Stored data entries
Segment Open

Issue #5859, opened 2026-09-17
Widening the Graph's side bar does nothing on Windsurf, so fork-only failures surface as unrelated timeouts


nikolay-1986:
## Summary

`widenSideBarForGraph` — the helper every Graph E2E spec calls to give the Graph a panel-like side bar — does nothing on Windsurf. It drives `workbench.action.decreaseViewWidth`, which returns without error there but never grows the primary side bar: the freed width goes to the secondary side bar instead (measured: side bar 300px unchanged across all twelve calls, secondary side bar 300 → 878). Closing the secondary side bar first does not help — it closes fine, and then the command stops moving anything at all (editor stays at 1098px, side bar at 300px).

So every Graph spec runs against a 300px side bar on Windsurf while the same spec gets 872px on VS Code, and nothing says so.

## Impact

Width-sensitive assertions are effectively unexercised on Windsurf, and when they do fail they fail as something else. Two came out of one CI run:

- `localization.test.ts` "Graph sidebar panel headers render pseudo-translated" — hard red, all three attempts. At 300px the Branches panel is 54.8px wide while its actions toolbar alone needs 104px, so the panel title is squeezed to zero width and reported `hidden` even though it is mounted and `checkVisibility()` returns true. Reads as a localization failure; is not one.
- `treeView.test.ts` "should switch back to a previously viewed commit correctly" — flaky. The details file tree is virtualized, so a cramped panel mounts no rows at all and the assertion reports `element(s) not found`.

Neither message points at the side bar, which is why both survived as "fork flakiness".

## Validation

Dragging the side bar's own sash widens it on both editors (measured 300 → 820 on Windsurf, 300 → 870 on VS Code), and with the side bar actually widened the two failures above go green on Windsurf — `localization` and `treeView` pass in full, Positron is unaffected (27 passed).

Two details make the difference between a drag that works and one that works sometimes: several sashes stack on that edge (one live, two `disabled`, same x), so a drag aimed at the coordinate grabs whichever is topmost, and the drag has to start with a short movement or it is consumed as a click.

## Risk

[...]

Issue #5858, opened 2026-09-17
The E2E suite never loads a real translated catalog, so the shipped locales have no coverage


nikolay-1986:
## Summary

The E2E suite can only run in the `qps-ploc` pseudo-locale, so none of the locales GitLens actually ships — `es`, `zh-cn`, `zh-tw` — is ever exercised end to end. Asking the harness for any other locale is refused outright: `E2E locale "es" is not supported — only "qps-ploc" has a fixture language pack (tests/e2e/fixtures/language-packs/qps-ploc)` (`tests/e2e/baseTest.ts:438`).

## Impact

The pseudo-locale smoke test is a good regression net for one thing: it catches a user-facing string that shipped without being wrapped for translation. It cannot catch anything about a real translation, because the catalog it reads is generated from the English source at test time and is git-ignored — no test ever loads `l10n/bundle.l10n.es.json`, `l10n/bundle.l10n.zh-cn.json`, `l10n/bundle.l10n.zh-tw.json` or their `package.nls.*` counterparts.

So these ship unobserved: a catalog that has gone stale against renamed keys, a mis-keyed or partially imported translation, a placeholder dropped in a translated string, and any layout that only breaks at the string lengths a real translation produces. Spanish and Chinese landed as experimental translations and currently have no automated signal at all beyond the static catalog validation in `check:l10n`.

## Validation

- A spec that launches in a real shipped locale and asserts a known label renders that locale's catalog entry — the same shape as the existing pseudo-locale smoke test, pointed at a real catalog instead of the generated one.
- At minimum one such run per shipped locale, so a stale or partially imported catalog fails a test rather than reaching users.

## Risk

The gap is widest where a header or control has a fixed-width neighbour and a title that is allowed to ellipsize. The Graph's sidebar panel header is exactly that shape: the title shares its row with an actions toolbar that does not shrink, so the room the title gets is whatever is left over. Measured on a Windsurf E2E instance, the title had zero width while the actions kept their full width — the layout survives it, but a real translation that is longer than the English source consumes that headroom first, and nothing currently measures it.

The same shape is where a right-to-left locale would break first. That is not reachable today — no RTL locale ships, and text direction is `ltr` in every instance measured — but it becomes reachable the moment one is added, and there would be no test to notice.

## Related

#577 tracks internationalization support itself; this issue is about the absence of test coverage for the catalogs that have since landed, not about adding more languages.

nikolay-1986:
Verified — **Passed**.

[...]

PR #5860, opened 2026-09-17
Gates the Graph sidebar panel header localization spec on its text, not its box

nikolay-1986:
`localization.test.ts` has been red on Windsurf, and the failure names the wrong thing: the panel header resolves and reports `hidden`, so it reads as the Graph sidebar never painting, or the pseudo-locale never applying. Neither is what happens — the string renders, correctly pseudo-translated, the whole time. It simply has no width to occupy.

The header title is a flex item with `min-width: 0` and an ellipsis, sharing its row with an actions toolbar that does not shrink. On Windsurf the primary side bar stays at its 300px default, which leaves the Branches panel 54.8px wide against a 104px toolbar, so the title is squeezed to zero and Playwright calls an empty box `hidden` — while `display` is `block`, `visibility` is `visible`, and `checkVisibility()` returns true. Measured A/B on the revision CI ran (`d9de42de9`), same instrument on both sides: VS Code gets an 872px webview and a 67.3px title; Windsurf gets 300px and a 0px title whose `scrollWidth` is still 67.

So the assertion now gates on the text rather than on the box. That also waits out the panel switch the visibility check used to stand in for, and it does not depend on how much room the title was given, which is all this test is about.

It is a locator assertion rather than a poll over `textContent()` on purpose. The header is not merely narrow when something does go wrong — it is gone: the panel renders `nothing` while no panel is active, so the node is detached. `textContent()` on a detached locator waits out `actionTimeout` (30s, three times this assertion's own budget) and then throws, and `expect.poll` evaluates its callback outside the `try` it retries on, so that throw would end the run with a bare action timeout naming nothing — in exactly the regression this spec exists to catch.

The plain-English guard the previous version carried is kept, moved to its source: a pseudo catalog that came out identical to English would otherwise let the assertion pass while proving nothing was localized.

54 of 54 pass across `localization`, `treeView` and `graphDetails` on VS Code and Windsurf, plus the localization rows on Positron.

Two things this deliberately does not fix, tracked separately. The side bar widening helper does nothing at all on Windsurf (#5859) — which is why that editor runs every Graph spec at 300px, and why `treeView`'s "should switch back to a previously viewed commit correctly" is still flaky there. And the shipped locales have no E2E coverage of their own (#5858).


nikolay-1986:
## E2E dispatched on this branch — the target rows are green everywhere, the run's red is not from here

The E2E matrix only runs on `workflow_dispatch`, so it never ran on this PR's own checks. Dispatched it on the branch: [run 35218440065](https://github.com/gitkraken/vscode-gitlens/actions/runs/35218440065) at `a9b5372b1`. It comes back `failure`, and that needs unpacking, because the two rows this PR is about pass on every editor.

**Both localization rows, first attempt, no retries:**

| Editor | `localization.test.ts:156` sidebar panel headers | `localization.test.ts:217` quick pick placeholders |
| --- | --- | --- |
| VS Code | passed, 3.0s | passed, 684ms |
| Windsurf | passed, 8.9s | passed, 931ms |
| Positron | passed, 4.1s | passed, 452ms |

**Against the last dispatch on `main`, [run 35202794148](https://github.com/gitkraken/vscode-gitlens/actions/runs/35202794148) at `d9de42de9`:**

| Job | main | this branch |
| --- | --- | --- |
| VS Code | success — 235 passed, 2 flaky, 4 skipped, 0 failed | failure — 235 passed, 1 failed, 4 skipped, 1 did not run |
| Windsurf | failure — 234 passed, 1 failed, 1 flaky, 4 skipped, 1 did not run | **success — 236 passed, 0 failed, 1 flaky, 4 skipped** |
| Positron | failure — 226 passed, 3 failed, 5 skipped, 7 did not run | failure — 226 passed, 2 failed, 2 flaky, 5 skipped, 6 did not run |

Windsurf's single failure on `main` was `localization.test.ts:128`, the row this PR fixes, and `localization.test.ts:191` never completed there at all — it sits in the same `serial` describe and was dash-marked on every attempt. Both pass now, which is where the 234 → 236 comes from. Positron loses one of its three failures for the same reason.

**The one new red is `graphHeader.test.ts:199`** ("WIP details show the commit-signing indicator when signing is enabled") on VS Code, failing all three attempts. That row was one of the two flaky rows on VS Code in the `main` run above — it was already unstable before this branch, and this time the retries did not save it. Four more `graphHeader` rows in the same job failed once and passed on retry. Its stack ends in `graphHelpers.ts`, around the side bar widening helper, which is #5859.

It is not reachable from this change: the branch touches exactly one file, `tests/e2e/graphHelpers.ts` is untouched, and `graphHeader.test.ts` has no reference to the changed spec.

**Everything else is unchanged from `main`.** `treeView.test.ts:235` is still flaky on Windsurf (failed at 11.1s, passed on retry at 1.3s) — that one needs the widening helper, so it is #5859 rather than this PR. Positron's `welcomeInEditor.test.ts:61` and `graphConflictResolution.test.ts:295` failed on `main` too.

Segment Closed

TASK STATEMENT: Look through the entries above; copy each line where the string "opened" appears.

WRITTEN REPLY:
Issue #5859, opened 2026-09-17
Issue #5858, opened 2026-09-17
PR #5860, opened 2026-09-17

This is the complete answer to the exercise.